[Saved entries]
# # # # #

PR #171, opened 2016-10-08
Add nested modal example

jonjaques:
First of all, awesome work.

On the version I was using, I couldn't seem to make nested modals work - so I thought I was going to have to hack it in; seeing as it's not supported in vanilla BS.

Turns out once I put an example together it already worked! Much kudos 😄 

So, just thought I'd throw this up here in case you wanted to showcase that.


eddywashere:
@jonjaques thanks! Also, thanks for trying that use case out and submitting the example. 👍

Issue #2744, opened 2023-05-05
Toast animation is not working


abaksha-sc:
- components: `Toast`
- reactstrap version `9.1.9`
- import method `es` 
- react version `18.2.0`
- bootstrap version `5.2.3`
- 
### What is happening?

Toast has prop `fade` which is `true` by default and means (as I understand) the animation.  
But it's not working (even in documentation).

### What should be happening?

Toast should appear with animation

### Steps to reproduce issue

1. Open the fiddle
2. Click button "Toggle toast"

### Code

https://stackblitz.com/edit/reactstrap-aauune?file=Example.js

### Additional

Seems like prop `transition.timeout` just delays the appearing instead of to make animation longer.  
Here is an example with `timeout: 1000`: https://stackblitz.com/edit/reactstrap-t1eesr?file=Example.js

illiteratewriter:
I am not sure what is causing this at the moment. Seems like the class `toast` is causing some issues. [On removing the class `toast`](https://github.com/reactstrap/reactstrap/blob/8cb051522ddfad48c08651604744caea25b5e68e/src/Toast.js#L45) from Toast.js, everything's working as expected.

PR #2770, opened 2023-09-15
fix(#2744): Toast fade fix with display block

davidlyons:
- [x] Bug fix 
- [ ] New feature 
- [ ] Chore 
- [ ] Breaking change 

Boostrap has a [.toast style](https://github.com/twbs/bootstrap/blob/main/scss/_toasts.scss#L35) that breaks Reactstrap's Toast fade transition.  
This PR overrides the Toast's display: none with the `d-block` utility class to fix the fade transition.

Fix for #2744

### DIFF
--- a/src/Toast.js
+++ b/src/Toast.js
@@ -35,7 +35,10 @@ function Toast(props) {
     ...attributes
   } = props;
 
-  const classes = mapToCssModules(classNames(className, 'toast'), cssModule);
+  const classes = mapToCssModules(
+    classNames(className, 'toast d-block'),
+    cssModule,
+  );
 
   const toastTransition = {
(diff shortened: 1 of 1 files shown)


illiteratewriter:
@davidlyons Great catch on finding what was causing the issue.

The PR kind of fixes the issue but this is causing Reactstrap to behave differently from how Bootstrap is behaving right now. Ideally, we would like to have the same behaviour that Bootstrap is providing.

mizozobu:
How about resetting bootstrap style? The repo has no CSS, so we have to figure out where to place the code though.

```css
.toast:not(.show) {
  display: initial;
}
```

# # # # #

* _Exercise_:
Please make an exact copy of the lines from the one holding "- [x] Bug fix" through the final line of the records above, nothing more.

* _Task output_:
- [x] Bug fix 
- [ ] New feature 
- [ ] Chore 
- [ ] Breaking change 

Boostrap has a [.toast style](https://github.com/twbs/bootstrap/blob/main/scss/_toasts.scss#L35) that breaks Reactstrap's Toast fade transition.  
This PR overrides the Toast's display: none with the `d-block` utility class to fix the fade transition.

Fix for #2744

### DIFF
--- a/src/Toast.js
+++ b/src/Toast.js
@@ -35,7 +35,10 @@ function Toast(props) {
     ...attributes
   } = props;
 
-  const classes = mapToCssModules(classNames(className, 'toast'), cssModule);
+  const classes = mapToCssModules(
+    classNames(className, 'toast d-block'),
+    cssModule,
+  );
 
   const toastTransition = {
(diff shortened: 1 of 1 files shown)


illiteratewriter:
@davidlyons Great catch on finding what was causing the issue.

The PR kind of fixes the issue but this is causing Reactstrap to behave differently from how Bootstrap is behaving right now. Ideally, we would like to have the same behaviour that Bootstrap is providing.

mizozobu:
How about resetting bootstrap style? The repo has no CSS, so we have to figure out where to place the code though.

```css
.toast:not(.show) {
  display: initial;
}
```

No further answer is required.